_Exercise prompt:_
State how many lines in this listing include the word "true", and nothing else.

_Data for the task:_
________________________________________
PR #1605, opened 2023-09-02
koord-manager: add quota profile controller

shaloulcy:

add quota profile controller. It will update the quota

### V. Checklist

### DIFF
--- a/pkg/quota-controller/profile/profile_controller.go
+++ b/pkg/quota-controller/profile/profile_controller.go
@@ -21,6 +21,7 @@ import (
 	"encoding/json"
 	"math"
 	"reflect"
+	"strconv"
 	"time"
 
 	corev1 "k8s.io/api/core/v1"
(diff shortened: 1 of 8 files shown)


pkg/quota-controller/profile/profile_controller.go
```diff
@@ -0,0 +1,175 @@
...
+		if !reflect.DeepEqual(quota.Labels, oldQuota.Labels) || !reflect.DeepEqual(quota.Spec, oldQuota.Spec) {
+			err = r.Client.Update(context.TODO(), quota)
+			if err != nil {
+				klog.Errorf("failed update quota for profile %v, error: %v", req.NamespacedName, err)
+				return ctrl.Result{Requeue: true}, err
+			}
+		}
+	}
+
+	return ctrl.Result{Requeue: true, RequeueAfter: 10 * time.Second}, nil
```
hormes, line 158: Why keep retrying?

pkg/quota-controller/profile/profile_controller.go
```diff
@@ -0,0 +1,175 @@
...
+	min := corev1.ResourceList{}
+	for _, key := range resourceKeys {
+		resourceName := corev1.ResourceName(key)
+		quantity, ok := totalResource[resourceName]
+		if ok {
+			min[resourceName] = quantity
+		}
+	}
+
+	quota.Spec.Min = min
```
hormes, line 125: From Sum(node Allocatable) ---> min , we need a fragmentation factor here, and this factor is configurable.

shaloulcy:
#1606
________________________________________
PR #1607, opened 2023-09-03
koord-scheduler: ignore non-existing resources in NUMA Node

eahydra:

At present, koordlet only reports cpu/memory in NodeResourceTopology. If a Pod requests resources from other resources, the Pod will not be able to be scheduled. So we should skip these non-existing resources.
________________________________________
_Your response:_
2